NOAA to Deploy Saildrones for Climate Study

The fleet of Saildrones are being prepared for a summer and fall of science from the Bering Sea to the Arctic to the far reaches of the tropical Pacific Ocean. (Photo: Saildrone Inc.)

The fleet of Saildrones are being prepared for a summer and fall of science from the Bering Sea to the Arctic to the far reaches of the tropical Pacific Ocean. (Photo: Saildrone Inc.)

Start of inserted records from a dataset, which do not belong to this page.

Issue #1552, opened 2019-08-15
Differential road snap options missing from UI v2


bwitham:
The advanced options under "Differential Conflation Options" had some road snapping options, turned off by default in v1, that allowed for post conflate road snapping. They are missing in v2, so there is no way for users to activate that feature.

* differential.snap.unconnected.roads
* ~~differential.remove.reference.data~~
* snap.unconnected.ways.snap.tolerance
* snap.unconnected.ways.use.existing.way.nodes
* snap.unconnected.ways.existing.way.node.tolerance

bwitham:
@curranMapper

PR #1558, opened 2019-08-20
extend hide/show conflation-type options to include differential conf…

maxgrossman:
ref #1552

In the same way that we made attribute conflation enable/disable based on it being selected in the conflation form, we'll now do the same for differential

### DIFF
--- a/css/hoot/components/_advancedOptions.scss
+++ b/css/hoot/components/_advancedOptions.scss
@@ -49,19 +49,15 @@
     white-space: nowrap;
     transition: width 250ms ease-in-out, box-shadow 250ms ease-in, visibility 300ms;
 
-    & > div {
-        position: absolute;
-        width: 350px;
-    }
-
     &.visible {
         width: 350px;
         visibility: visible;
         transition: width 250ms ease-in-out;
     }
 
+
     .advanced-opts-header {
-        height: 60px;
+        height: 5%;
         padding: 15px;
         box-shadow: 0 1px 10px 0 $light2;
 
@@ -80,9 +76,9 @@
     }
 
     .advanced-opts-content {
-        top: 60px;
+        height: 95%;
         overflow-x: hidden;
-        overflow-y: auto;
+        overflow-y: scroll;
     }
 
     .advanced-opts-actions {
@@ -127,7 +123,7 @@
             .adv-opts-inner-wrap-left {
                 width: 20px;
                 align-items: center;
-                input { 
+                input {
                     margin-top: 5px;
                 }
             }
@@ -137,9 +133,7 @@
     .group-body {
         display: flex;
         flex-direction: column;
-        overflow: auto;
         align-items: center;
-        max-height: 500px;
         padding: 15px 10px;
     }
 
@@ -167,13 +161,13 @@
 
         input.combobox-input {
             display: inline-block;
-        }    
+        }
     }
 
     .hoot-form-field-checkbox {
         flex-direction: row;
         align-items: center;
-        
+
         .hoot-field-title-checkbox-wrap {
             display: flex;
             height: inherit;
@@ -183,8 +177,8 @@
             }
         }
         .hoot-field-input-checkbox-wrap {
-            width: 15%; 
-            height: inherit;    
+            width: 15%;
+            height: inherit;
             display: flex;
             justify-content: center;
             input {
@@ -246,6 +240,7 @@
 
 @media only screen and (max-width: 1160px) {
     #advanced-opts-panel {
+
         & > div {
             position: absolute;
             width: 300px;
--- a/modules/Hoot/config/domMetadata.js
+++ b/modules/Hoot/config/domMetadata.js
@@ -75,17 +75,19 @@ export function layerConflateForm( data ) {
                     advancedOpts.createGroups(advOpts);
                 } else {
                     // disable & enable the attribute conflation group.
-                    let attributeGroup = d3.select( '.advanced-opts-content #Attribute_group' ),
-                        isAttribute = d3.select( '#conflateType' ).property( 'value' ) === 'Attribute';
+                    [ 'Attribute', 'Differential' ].forEach((conflationGroup) => {
+                        let confGroup = d3.select( `.advanced-opts-content #${conflationGroup}_group` ),
+                            isGroup = d3.select( '#conflateType' ).property( 'value' ) === conflationGroup;
 
-                    attributeGroup.select( '.adv-opt-title' )
-                        .classed( 'adv-opt-title-disabled', !isAttribute );
+                        confGroup.select( '.adv-opt-title' )
+                            .classed( 'adv-opt-title-disabled', !isGroup );
 
-                    attributeGroup.select( '.adv-opt-toggle' )
-                        .classed( 'toggle-disabled', !isAttribute );
+                        confGroup.select( '.adv-opt-toggle' )
+                            .classed( 'toggle-disabled', !isGroup );
 
-                    attributeGroup
-                        .select( '.group-body', true );
+                        confGroup
+                            .select( '.group-body', true );
+                    })
                 }
             }
         },
--- a/modules/Hoot/config/domMetadata.js
+++ b/modules/Hoot/config/domMetadata.js
@@ -87,7 +87,7 @@ export function layerConflateForm( data ) {
 
                         confGroup
                             .select( '.group-body', true );
-                    })
+                    });
                 }
             }
         },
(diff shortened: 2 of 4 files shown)


brianhatchl:
we should make adv opts pane scrollable.
also getting a js error when attempting to click disabled accordion section (not caret):
```
Uncaught TypeError: Cannot read property 'checked' of null
    at Selection.property (property.js:27)
    at HTMLDivElement.<anonymous> (advancedOpts.js:186)
    at HTMLDivElement.<anonymous> (on.js:27)
```

maxgrossman:
Also, we should make the text and the button open the dropdown like you suggested! @brianhatchl

brianhatchl:
I kind of miss the text being able to uncheck (the text span doesn't fill up the entire accordion bar so should be able to let empty space expand the section).
image
Also, do we need the word `Options` everywhere?  If the checkboxes do indeed disable Buildings conflation, I think omitting the Options might make that more intuitive, though maybe we still need some other hint that the check disables certain conflation feature types.

And we should open a ticket for the build script that orders the conflation type (Attribute, Differential) specific options so they are all together.

maxgrossman:
I agree the script is a good idea because so that in the front end we can order the options...

Just a thought though that we are going to have to touch the service's config each time we want to update these options.

~Manually ordering the order of k/v pairs in the config in the same way we manually curate the options we want to have in the front end seems sufficient to me.~

I am convincing myself we should have this func. could be something like this

```javascript
['a','b','c','d','e'].reduce(function(lists,d) {
    if (['a','d'].includes(d)) {
    	lists[0].push(d)
    } else if (['b','e'].includes(d)) {
        lists[1].push(d)
    } else {
        lists[2].push(d)
    }

    return lists;
}, [[],[],[]]).flat()
```

where list[0] is general and cleaning, list[1] is conflation specific options, list[2] are all the feature-specific options

maxgrossman:
> I think omitting the Options might make that more intuitive, though maybe we still need some other hint that the check disables certain conflation feature types.

^ Maybe something like just putting features at the end? Though that might not be abundantly clear either, so perhaps it is time for an infobox or something that explains this.

css/hoot/components/_advancedOptions.scss
```diff
@@ -80,9 +76,9 @@
     }
 
     .advanced-opts-content {
-        top: 60px;
+        height: 95%;
```
maxgrossman, line 79: the overflow-y scroll lets us scroll just on the accordion section

modules/Hoot/managers/api.js
```diff
@@ -1260,9 +1260,7 @@ export default class API {
         const params = {
             url: `${ this.translationUrl }schema`,
             method: 'GET',
-            params: {
-                ...data
-            }
+            params: data
```
maxgrossman, line 1263: I kept getting lint errors, and it turns out that the `{...obj}` syntax is an es6 way to make a clone of an object.
I don't think we are doing anything except making a request with these param objects such that we are not creating vulnerability to the scenario where you create a bug because you update a property on an object you didn't know was used elsewhere.

So, I just removed the spread stuff... If we want to be careful I guess we could just do `Object.assign({},d)`.

modules/Hoot/ui/sidebar/advancedOpts.js
```diff
@@ -161,10 +173,12 @@ export default class AdvancedOpts {
                 .attr( 'id', d => `${d.name}-toggle` )
                 .classed( 'conflate-type-toggle', true );
 
-
             innerInput.merge(innerInputEnter)
                 .property( 'checked', true )
-                .on( 'click', toggleOption );
+                .on('click', function(d) {
+                    let shouldHide = d3.select(this).property('checked');
+                    instance.toggleOption(d, shouldHide);
```
maxgrossman, line 178: The toggleOption function is fired by clicking the label text too. 

So, the func has a weird quality of needing to update the state of the checkbox and so here, when you click a checkbox we don't just rely on vaniilla web browser to decide if the checkbox is checkked or not. We check the checkbox state ourselves and drive it property that way.

modules/Hoot/ui/sidebar/advancedOpts.js
```diff
@@ -202,7 +206,8 @@ export default class AdvancedOpts {
         innerLabel.merge(innerLabelEnter)
             .attr( 'id', d => `${ d.name }_label` )
             .classed( 'adv-opt-title-disabled', false )
-            .text( d => `${d.label} Options` );
+            .classed( 'adv-opts-group-title', true)
+            .text( d => d.members.length ? `${d.label} Options` : d.label);
```
maxgrossman, line 208: if accordion does not have any advanced options we just don't add the options label

modules/Hoot/ui/sidebar/advancedOpts.js
```diff
@@ -218,18 +223,47 @@ export default class AdvancedOpts {
...
-            });
+            .classed( 'combobox-caret', d => d.members.length );
 
         caretWrap.merge(caretWrapEnter);
+        caretWrap.on( 'click', instance.showBody);
+    }
+
+    showBody(d) {
+
+        if (d3.event.target.classList.contains( 'conflate-type-toggle' )) return;
```
maxgrossman: Ignore the showBody function from firing if we click the checkbox.
Otherwise, the toggleOption function gets called twice and the user just experiences their click to be a noop.

modules/Hoot/ui/sidebar/advancedOpts.js
```diff
@@ -218,18 +223,47 @@ export default class AdvancedOpts {
...
+
+
+        if (d3.event.target.classList.contains( 'adv-opts-group-title' )) {
```
maxgrossman: how we let clicking the accordion text fire the code to disable the clicked accordion

modules/Hoot/ui/sidebar/advancedOpts.js
```diff
@@ -218,18 +223,47 @@ export default class AdvancedOpts {
...
+            let input = d3.select( `#${d.name}-toggle` ),
+                shouldHide = !input.empty() && !input.property('checked');
+            instance.toggleOption(d, shouldHide, true);
+        } else if (d.members.length) {
+            let bodyState = d3.select( `#${ d.name }_group .group-body` ).classed( 'hidden' );
```
maxgrossman, line 246: If you are clicking anywhere else or on the combobox caret, then we update classes on all the accordions such that only the accordion you remains open and the rest get closed

modules/Hoot/ui/sidebar/advancedOpts.js
```diff
@@ -218,18 +223,47 @@ export default class AdvancedOpts {
...
+            d3.selectAll('.advanced-opts-content .form-group .group-body')
+                .classed('hidden', function(data) {
+                    if (data.name === d.name) {
+                        let disabled = d3.select(this.parentElement)
```
maxgrossman, line 250: I am not sure if others have feelings on this, but this makes the behavior that if you have an accordion open, clicking that accordion's checkbox or label acts as a noop. you can only close it and then disable it (why you might click the checkbox) if you either click on its caret/whitespace or open up another accordion.

modules/Hoot/ui/sidebar/advancedOpts.js
```diff
@@ -351,7 +385,7 @@ export default class AdvancedOpts {
                         d.send = value !== d.default;
                         if ([ 'double', 'int', 'long' ].indexOf ( d.type ) !== -1 ) {
                             d3.select( `#${d.id}-label-wrao` )
-                                .call(self.notNumber, value);
+                                .call(instance.notNumber, value);
```
maxgrossman, line 392: all these places I use instance was just a way to stop passing `this/that/self` objects around since we set the equivalent to the `instance` variable when you init the class.

modules/Hoot/ui/sidebar/advancedOpts.js
bobi7: is there a reason we dont do something 
- user clicks check box while accordion is open
- trigger a close accordion
- after close unselect it

modules/Hoot/config/domMetadata.js
```diff
@@ -75,17 +75,19 @@ export function layerConflateForm( data ) {
                     advancedOpts.createGroups(advOpts);
                 } else {
                     // disable & enable the attribute conflation group.
-                    let attributeGroup = d3.select( '.advanced-opts-content #Attribute_group' ),
-                        isAttribute = d3.select( '#conflateType' ).property( 'value' ) === 'Attribute';
+                    [ 'Attribute', 'Differential' ].forEach((conflationGroup) => {
+                        let confGroup = d3.select( `.advanced-opts-content #${conflationGroup}_group` ),
+                            isGroup = d3.select( '#conflateType' ).property( 'value' ) === conflationGroup;
```
bobi7: do something like `d3.select( '#conflateType' ).property( 'value' ).includes(conflationGroup)` so that Differential w/ tags will also cause the differential group to get enabled

bobi7 (changes requested):

bobi7:
looks good 🎸

bobi7 (approved):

During the next four months, NOAA scientists will deploy Saildrone unmanned ocean vehicles to hard-to-reach locales such as the Arctic and the tropical Pacific with the goal of better understanding of how ocean changes affect weather, climate, fisheries and marine mammals.

 
The Saildrone is wind and solar-powered research vehicle resembling a sailboat, capable of performing tasks at sea such as met ocean data collection, environmental monitoring and fish stock analysis, autonomously or under remote control. For NOAA, the vehicles will soon travel thousands of miles across the ocean, reaching some areas never before surveyed with such specialized technology.
 
In mid-July, scientists will send off the first unmanned, wind and solar-powered vehicles from Dutch Harbor, Alaska, with two sailing north through the Bering Strait into the Arctic Ocean and another transiting the Bering Sea. Traversing Alaska’s inhospitable waters, the remote-controlled vehicles will track melting ice, measure carbon dioxide in the ocean and count fish, seals and whales.  
 
For the first time, the vehicles will journey through the Bering Strait into the Arctic with a newly adapted system to measure CO2 concentrations.
 
“We want to understand how changes in the Arctic may affect large-scale climate and weather systems as well as ecosystems that support valuable fish stocks," said Jessica Cross, an oceanographer at NOAA Research’s Pacific Marine Environmental Laboratory, who is using the unmanned system to study how the Arctic Ocean is absorbing carbon dioxide.
 
A third unmanned Saildrone will survey more than 3,100 nautical miles in the Bering Sea for walleye pollock, Northern fur seals that prey on the fish and North Pacific right whales. This work will build on research conducted during 2016, including a study of fur seal feeding rates.NOAA Fisheries scientists will also attach video cameras to fur seals to record feeding and verify the species and sizes of fish that fur seals are eating.
 
“We are excited to be able to use the video to see the ocean from a fur seal’s point of view,” said Carey Kuhn, an ecologist with NOAA Fisheries’Alaska Fisheries Science Center. “Critical information about fur seals is still lacking and using the video camera and unmanned sailing vehicle will help us better understand this declining population.”
 
In September, scientists will launch two more unmanned systems from Alameda, Calif., on a six-month, 8,000-nautical-mile, round-trip mission to the equator to improve the Tropical Pacific Observing System (TPOS).  TPOS provides real-time data used by the U.S. and partner nations to forecast weather and climate, including El Nino. The unmanned sailing vehicles will take part in a larger field study with NASA, and visit mooring sites along the array of observing buoys.
 
“Saildrones can do adaptive sampling like research ships, but at a fraction of the cost,” says Meghan Cronin, PMEL oceanographer.  “We’ll be testing whether this new, enhanced tool can provide a suite of measurements at a quality that matches research ships and proven mooring technology. If this is the case, they may become a powerful tool to provide key observations for weather forecasts.” 
 
NOAA’s PMEL began a partnership with Saildrone, Inc. in 2014 through a Cooperative Research and Development Agreement to develop unmanned surface vehicles that collect high quality oceanic and atmospheric observations.  NOAA’s PMEL provides engineering expertise on sensors and sampling techniques and Saildrone, Inc. provides unmanned system hardware and software expertise. 
 
“Drones will not replace other oceanic research systems,” Cross said. “Ships, buoys and satellites are still necessary, but these unmanned sailboats offer researchers expansive views of some of the furthest corners of the world's oceans.”